Compliance with Safety Standards: Functional safety standards like ISO 26262 (for automotive) and IEC 61508 (general functional safety) emphasize the need for FFI. Achieving FFI helps organizations comply with these stringent regulations, ensuring their systems meet safety benchmarks.

What?

Freedom From Interference (FFI) refers to the complete separation of critical safety functions from non-critical ones. This means that any failure or malfunction in a non-essential system—whether it’s hardware or software—should not affect the functioning of safety-critical function.
For example, in a car, your entertainment system and your braking system serve different purposes. While the entertainment system is important for user experience, it should not, under any circumstance, interfere with the braking mechanism.
According to ISO26262 FFI is “absence of cascading failures between two or more elements that could lead to the violation of a safety requirement”

Cascading Failures: 

Cascading Failures occur when the failure of one element within a system leads to the failure of another element, or even multiple elements, within the same system. These failures are interdependent but are not caused by a single common event or root cause. A failure in one part triggers a chain reaction, causing subsequent elements to fail, creating a cascading effect.

The figure below illustrates that failure in element 2 does not cause element 1 to fail, hence achieving Freedom From Interference between element 1 and element 2

The figure below illustrates that failure in element 3 does cause element 4 to fail, there is no Freedom From Interference between element 3 and element 4

 
In simple words, a failure in less safety critical elements shall not cause any failure in more safety critical element

How to Achieve FFI in Functional Safety Systems?

There are multiple methods to do this, one of which is a popular tool Dependent Failure Analysis (DFA)
Dependent Failure Analysis is the systematic examination of how failures can propagate across different systems, subsystems, or components that are intended to function independently. In theory, these elements should operate without influencing each other, but in practice, external factors, environmental conditions, or design flaws can create unwanted dependencies.
In simpler terms, DFA assesses situations where a failure in one part of a system may unintentionally cause another supposedly independent part to fail. Such failures can be devastating in safety-critical systems, making DFA a vital tool in functional safety engineering.
DFA also reveals where systems may interfere with each other, even if they share resources. This allows for better design and mitigation strategies.
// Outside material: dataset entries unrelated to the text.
PR #23637, opened 2025-02-02
all: update copyright year to 2025

ZihxS:
This PR updates the copyright year to 2025 across multiple files to ensure consistency and reflect the current year.

No functional changes were made; this is purely a maintenance update.

### DIFF
--- a/LICENSE
+++ b/LICENSE
@@ -1,6 +1,6 @@
 MIT License
 
-Copyright (c) 2019-2024 Alexander Medvednikov
+Copyright (c) 2019-2025 Alexander Medvednikov
 
 Permission is hereby granted, free of charge, to any person obtaining a copy
 of this software and associated documentation files (the "Software"), to deal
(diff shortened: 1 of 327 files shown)


JalonSolov:
Not necessary... and no longer recommended in any case.

Older copyright law said to set the date when the file was created, and leave it alone.

Current copyright law says a date is not needed at all.

ZihxS:
@JalonSolov does that mean it's better to change it to "Copyright (c) 2019/created year" ?

JalonSolov:
"The general rule is that the year to include in a copyright notice is the year of first publication of the work. First publication is when the work is made available to the public without restriction."

This means there should only be a single year mentioned, and it should be the year it was first merged into the repo.

The Berne Convention recently said that a copyright notice isn't needed at all, but not everyone has caught up with this idea, and it doesn't hurt to leave it in the files.

It simply isn't necessary to change the date after the file has been created.

spytheman:
I also think, that we should remove the years - https://daniel.haxx.se/blog/2023/01/08/copyright-without-years/ , and leave the date tracking to Git .

JalonSolov:
I would leave the copyright as-is for now.  New files can be added without a date, but there's no need to modify all the existing files.  That would be thousands(?) of files across all the repos...

spytheman:
ok, incrementally updating only newly modified files also works, and will avoid the big bulk changes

Partitioning in Hardware and Software: One of the most direct ways to achieve FFI is by partitioning critical and non-critical components. This partitioning can occur at both the hardware and software levels

Hardware Partitioning: You can dedicate separate processing units, memory, or communication interfaces to safety-critical functions, thereby physically isolating them from non-critical tasks.
Software Partitioning: Critical software functions can run in isolated memory spaces, utilizing robust mechanisms like memory protection or containerization to prevent unintended interactions with non-critical applications.

Conclusion

Achieving Freedom From Interference (FFI) is crucial in ensuring that safety-critical systems remain protected, reliable, and functional, even in the event of failures or malfunctions elsewhere in the system.
By implementing FFI through methods like partitioning, time separation, and redundancy, engineers can build robust, safety-focused systems that continue to perform under pressure.